Another consideration is how premature it is to worry about optimizing towards the ‘clever’ solutions like FFTs, and problems that have some beautiful symmetry that can be exploited for efficiency. How many actual problems have these clean behaviors? My intuition here is that most problems are not as ‘beautiful’ as the Fourier transform, but that it’s still useful to consider now, because basic things like colinearity and excess architecture size that we know exist in DNNs are strongly connected to this concept – we don’t just want to exploit symmetry, we want to reduce unnecessary asymmetry. The FFT is a nice target that encapsulates both these problems because we have infinite data, is scalable, and has a well understood symmetry.

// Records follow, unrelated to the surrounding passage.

PR #13, opened 2016-11-15
add signal handler module

davidklaftenegger:
Segmentation faults need to be handled explicitly by ArgoDSM.
However, handling them directly in the backend causes problems
with applications that also want to handle signals. This module
allows to "multiplex" signals to the correct handler.

### DIFF
--- a/src/backend/singlenode/singlenode.cpp
+++ b/src/backend/singlenode/singlenode.cpp
@@ -5,6 +5,7 @@
  */
 
 #include "data_distribution/data_distribution.hpp"
+#include "signal/signal.hpp"
 #include "synchronization/global_tas_lock.hpp"
 #include "types/types.hpp"
 #include "virtual_memory/virtual_memory.hpp"
@@ -12,11 +13,13 @@
 
 #include <atomic>
 #include <condition_variable>
+#include <csignal>
 #include <cstddef>
 #include <cstring>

So let’s get started with the echo example, and assume we have a syscall for print and leaving out string operators for now. There are many ways to write this, but the key is to iterate over the input, copying and printing a character each step. The loop should be a check for the null terminator, followed by an increment pointer, load char from memory to the register, print the register, and then jump back to the start.
Often, we want program correctness first, and efficiency next. But this is not always the case. Consider audio codecs, which are usually lossy because we want a nice balance of efficiency and correctness, even if the correctness is above the threshold. Since it’s hard to get DNNs to be exact for continuous output, (even learning the identity function with zero error is basically impossible), the balance of correctness and efficiency seems better suited for DNNs without special tricks.
If you think about this long enough in the context of genetic programming, it’s possible to see the (flawed) logic in intelligent design advocates against evolution. Irreducible complexity in biological systems is a mirage that disappears when you look closely. And in fact we have rods and cones in front of the optic nerve that reduce visual quality for no good reason other than something analogous to the random initialization that put them there, and it was hard to rearrange them. However, I think it’s a fair argument to suggest that certain complexities aren’t approachable by certain systems. Evolution is sufficient to create humans, but the FFT might be out of reach for the current deep learning paradigm.
Conceptually, the idea of replacing a value that is computed the same way is the idea of referencing another value (that is sin_2f(0) should use the value computed by sin_f(0)).
Hyperparameter search like vizier or even grid search are one way of trying to identify the best tradeoff rate-distortion curve. Network architecture search has seemingly lost steam from when it was in full force a few years ago 2018-2021 seemed like a peak. But even these methods were fairly rigid and probably wouldn’t allow the architectural changes to get to the FFT.
All this is to say, I still don’t know of a concrete method to approach this problem, but the concept of learnable references is something that seems like one area that deep learning has trouble with. We can hardcode the architecture to reference other values, such as we do with residual networks or skip connections, but we don’t have a great way of doing this across the entire network, or even within the same matrix. This is not my area, so there’s also a good chance I’m missing some important research here. But it does also seem like a fun area to work in.